Task description
Collect each line of the entries that holds the string "compare".

· · · · · · ·

PR #300, opened 2017-04-13
add sample argument to st_line_sample

joethorley:
so that user can specify points to sample


edzer:
What happens if sample is not numeric, or contains values outside [0,1]?

joethorley:
Values outside the range are set as 0 or 1
```
> identical(st_line_sample(st_transform(ls, 3857), sample = c(0, 1)), st_line_sample(st_transform(ls, 3857), sample = c(-1, 2)))
[1] TRUE
```
Integers are fine
```
> identical(st_line_sample(st_transform(ls, 3857), sample = c(0, 1)), st_line_sample(st_transform(ls, 3857), sample = c(0L, 1L)))
[1] TRUE
```

Characters cause error to be thrown
```
> st_line_sample(st_transform(ls, 3857), sample = c("0", "1"))
 Error in `*.default`(sample, l[i]) : 
  non-numeric argument to binary operator 
```

Seems reasonable. 

Note I went minimal on input checking as this seemed to be the style of the other arguments - let me know if you want any modifications.

edzer:
Thanks for checking!

PR #305, opened 2017-04-16
Add libudunits2-dev to list of dependencies for ubuntu in installation instructions (README)

loicdtx:


edzer:
make sense. Thanks!

PR #310, opened 2017-04-23
logo link fixed

Nowosad:


edzer:
Seems the logo moves with every  update they do. I made a copy to a more permanent area.

PR #397, opened 2017-06-24
change src/geos.cpp int *.size() -> unsigned *.size()

mpadge:
clang output on `-Wall -pedantic` compile of latest version (0.5-1):
```
geos.cpp: In function ‘Rcpp::List CPL_geos_binop(Rcpp::List, Rcpp::List, std::__cxx11::string, double, std::__cxx11::string, bool, bool)’:
geos.cpp:276:23: warning: comparison between signed and unsigned integer expressions [-Wsign-compare]
     for (int j = 0; j < tree_sel.size(); j++)
                       ^
geos.cpp:297:24: warning: comparison between signed and unsigned integer expressions [-Wsign-compare]
      for (int j = 0; j < tree_sel.size(); j++)
                        ^
geos.cpp:315:24: warning: comparison between signed and unsigned integer expressions [-Wsign-compare]
      for (int j = 0; j < tree_sel.size(); j++)
                        ^
```
This fixes that. Note also that travis checks for dependency packages require that they pass `clang/clang++ -Wall -pedantic` (plus other flags), and so travis would refuse to install this as a dep for another package, even though travis builds of the repo itself will pass. (I learnt this the hard way: [see this example](https://travis-ci.org/ropensci/osmplotr/jobs/244886520#L3759-L3790)).

### DIFF
--- a/src/geos.cpp
+++ b/src/geos.cpp
@@ -273,7 +273,7 @@ Rcpp::List CPL_geos_binop(Rcpp::List sfc0, Rcpp::List sfc1, std::string op, doub
 				std::vector<size_t> tree_sel, sel;
 				if (! GEOSisEmpty_r(hGEOSCtxt, gmv0[i]))
 					GEOSSTRtree_query_r(hGEOSCtxt, tree1, gmv0[i], cb, &tree_sel);
-				for (unsigned j = 1; j < tree_sel.size(); j++)
+				for (size_t j = 0; j < tree_sel.size(); j++)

· · · · · · ·

Answer area
geos.cpp:276:23: warning: comparison between signed and unsigned integer expressions [-Wsign-compare]
geos.cpp:297:24: warning: comparison between signed and unsigned integer expressions [-Wsign-compare]
geos.cpp:315:24: warning: comparison between signed and unsigned integer expressions [-Wsign-compare]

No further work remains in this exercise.